Bowie's choice of a lead-off single, "Where Are We Now?", was an unusual choice - it's a slow-tempo ballad from an album mostly dominated by rock n' roll, it doesn't have obvious (or even any) commercial appeal, and his voice is frail and plaintive. Some assumed his fragile vocals were signs he wasn't up for a comeback, but he's been peddling that voice out for a while now. This one took a while to warm up to, to get used to and identify all the textures and layers within, but oh boy was it worth it. Poignant, sad, yet hopeful, it's a sign that Bowie has aged gracefully, and that his music has evolved and matured with him.

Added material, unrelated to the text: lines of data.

PR #548, opened 2016-08-15
Improve check_zip_file to calculate a minimum length

ikben:
This reworks the check_zip_file function (https://github.com/cloudtools/troposphere/pull/537 and https://github.com/cloudtools/troposphere/commit/1f69f01155105117eb2e543d2a96569e2bae3a3c) to always try to get a minimum length, even if not all parts are strings.

My original plan was to only replace `return` on line 56 with `continue`, but when I started writing it, I saw that I could also  use list comprehension instead of a loop (and make the variable name use snake_case).


markpeek:
Thanks for reworking this function and cleaning it up.

PR #549, opened 2016-08-17
Update ECS LoadBalancer property

philtay:
http://docs.aws.amazon.com/AWSCloudFormation/latest/UserGuide/aws-properties-ecs-service-loadbalancers.html


bpholt:
I was going to make a very similar PR. This change is necessary to use Application Load Balancers with ECS Services.

markpeek:
Thanks!

PR #556, opened 2016-08-24
Add support for IAM Roles in ECS Task Definitions

Canuteson:
Even though the Cloudformation Documentation has not been updated to mention the TaskRoleArn property for TaskDefinitions, it is supported and successfully provisions task definitions with IAM Roles, as described in the API documentation:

8. The Smiths - "How Soon is Now?" - Hatful of Hollow



Everyone has a Smiths phase when they're young. They just had this knack of encompassing the heartaches and tribulations of being a bright young thing within a series of perfect pop songs. Yes, as much as I dislike that pretentious miserable contrarian old sod Morrissey, his lyrics are some of the best I've heard. "It takes guts to be gentle and kind" is my creed.

"How Soon is Now?" is just the best synthesis of everything great about The Smiths - Johnny Marr's sterling vibrato guitar work, and Morrissey's artful, passionate writing. A lot of Morrissey's work has connections to gay culture, but this is so universal; whether it's a guy from Manchester bursting to come out, or a disenfranchised girl in Sussex wanting someone anyone to notice her, it fits together so nicely.

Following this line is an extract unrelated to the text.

PR #785, opened 2017-08-15
Update PyPI Information

gkrizek:
I noticed that the MANIFEST.in file was referencing a Markdown README instead of a reStructuredText README.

9. Kanye West ft. Lupe Fiasco - "Touch the Sky" - Late Registration



Kanye West is the idiot savant of rap music. In interviews, he has no filter, no little angel on his shoulder to stop him saying absolute clunkers and taking potshots at his contemporaries, and I don't think I'll truly get what he sees in Kim Kardashian and what makes him think, "Y'know what? She'll totally never leave me!" As a musician, though? He's one of the best producers in the game, more than making up for his weak flow and endearingly banal lines. Let me put it this way - for a while, I didn't listen to a lot of hip-hop, and I rarely bought whole albums. Come My Beautiful Dark Twisted Fantasy, I purchased the whole thing.

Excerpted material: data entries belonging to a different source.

PR #786, opened 2017-08-21
Adding IPv6 changes to AWS::EC2::Subnet

tigertoes:


tigertoes:
Oh, err, it appears my validation (despite not being complete) is annoying the linter, any suggestions on how I might better approach this?

ikben:
I haven't tested it, but something like this?

```
   def validate(self):
        if 'Ipv6CidrBlock' in self.properties:
            if not self.properties.get('AssignIpv6AddressOnCreation'):
                raise ValueError(
                    "If Ipv6CidrBlock is present, "
                    "AssignIpv6AddressOnCreation must be set to true"
                )
```

markpeek:
Thanks!

PR #787, opened 2017-08-22
NetworkACL Protocl Constants

thebenwaters:
Added some basic constants for adding NetworkACL Protocols from here https://www.iana.org/assignments/protocol-numbers/protocol-numbers.xhtml


markpeek:
Thanks!

PR #791, opened 2017-08-23
Add support for aurora-postgresql as a valid DB engine

jcragg:
Aurora PostgreSQL is currently in preview and is accessible via CloudFormation. This requires aurora-postgresql to be a valid DB engine selection.


markpeek:
Thanks!

PR #793, opened 2017-08-26
adding sqs server side encryption

patrickpierson:
Based on https://docs.aws.amazon.com/AWSCloudFormation/latest/UserGuide/aws-properties-sqs-queues.html#aws-sqs-queue-kmsmasterkeyid

Tested new example and SQS queue is created with the specified encryption key.


markpeek:
Thanks!

PR #800, opened 2017-09-05
Missing new cloudfront custom origin timeouts

alangarf:
New feature added to cloudfront to allow custom read and keepalive timeouts.


alangarf:
API seems to not like, even though documented: http://docs.aws.amazon.com/cloudfront/latest/APIReference/API_CustomOriginConfig.html

jacekszubert:
I've just tested it and seems to work fine. Can we merge it?

markpeek:
Those properties are still not [documented](http://docs.aws.amazon.com/AWSCloudFormation/latest/UserGuide/aws-properties-cloudfront-customorigin.html). I'll have to follow up with AWS.

PR #808, opened 2017-09-12
Revert "Accept Join type as parameter default value as it returns a s…

stan3:
…tring (#752)"

This reverts commit 3b78644106368c195399477f2e47552f4497bd0d.

This was a incorrect change - cloudformation also rejects it with a validation error - "Template validation error: Template format error: Every Default member must be a string."


markpeek:
Thanks!

PR #809, opened 2017-09-12
Change Cognito UserPool SchemaAttribute "Required" value to boolean from basestring

ghTravis:
SchemaAttribute documentation mentions that the "Required" field is a boolean, similar to the "Mutable" field. Wasn't sure if it was just an oversight but to avoid confusion I thought it should also accept plain boolean values.

http://docs.aws.amazon.com/AWSCloudFormation/latest/UserGuide/aws-properties-cognito-userpool-schemaattribute.html


markpeek:
Looks correct. Thanks!

PR #810, opened 2017-09-13
Updating case of 'AssignIPv6AddressOnCreation'

tigertoes:
Turns out the AWS documentation was incorrect, and that "P" was supposed to be upper case (despite the fact the underlying API does not do this).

Late Registration is the second part of what's referred to roughly as the "College Dropout Trilogy" of Kanye albums, coming in between The College Dropout and Graduation. Kanye definitely stepped his game up for the sophomore effort - he brought in film composer Jon Brion to create a more intricate textured sound, got in some top players in music (Jamie Foxx, Adam Levine, Cam'ron, Nas and Jay-Z) to make guest appearances, and added some pretty funny skits about the fictional fraternity Broke Phi Broke (WE AIN'T GOT IT!), who take pride in having no money or girlfriends.

"Touch the Sky" opens with one hell of a bang - a slowed-down sample of "Movin' On Up" by Curtis Mayfield that gives the song the right amount of opulence and cool. The lyrics themselves are your typical rags-to-riches narrative, coloured by Kanye's trademark ego ("I was havin' nervous breakdowns/Like 'Man, these niggas that much better than me?'") - decent, but nothing remarkable. Then Lupe Fiasco swoops in and runs away with the track, referencing Lupin III, Thundercats and Mrs Butterworth's syrup in 16 bars, seemingly without effort. Awesome.

(Also, if you're one of those people who joke about how rap is spelt with a silent 'C', do me a favour and punch yourself in the face.)

10. John Cale - "Hallelujah" - I'm Your Fan



Ah, back before "Hallelujah" was touched by The X Factor and everyone grew really fucking tired of it. I'm willing to bet most, if not all of you, first heard this in Shrek, and were perplexed as to why this version wasn't on the soundtrack. John Cale's cover first appeared closing out a Leonard Cohen tribute album by French music magazine Les Inrockuptibles, and it's Cale's piano arrangement that has proved the most enduring - it formed the basis of Jeff Buckley's ever-popular cover. Where Cohen sounded beaten down and weary on the original, Cale sings with haunting sincerity. Where Cohen's moves at a funereal tempo, Cale's has a steady drive to it. The original is like a gospel, with percussion, choir, bass and keyboard; Cale's is a simple piano hymn sung by a devout believer.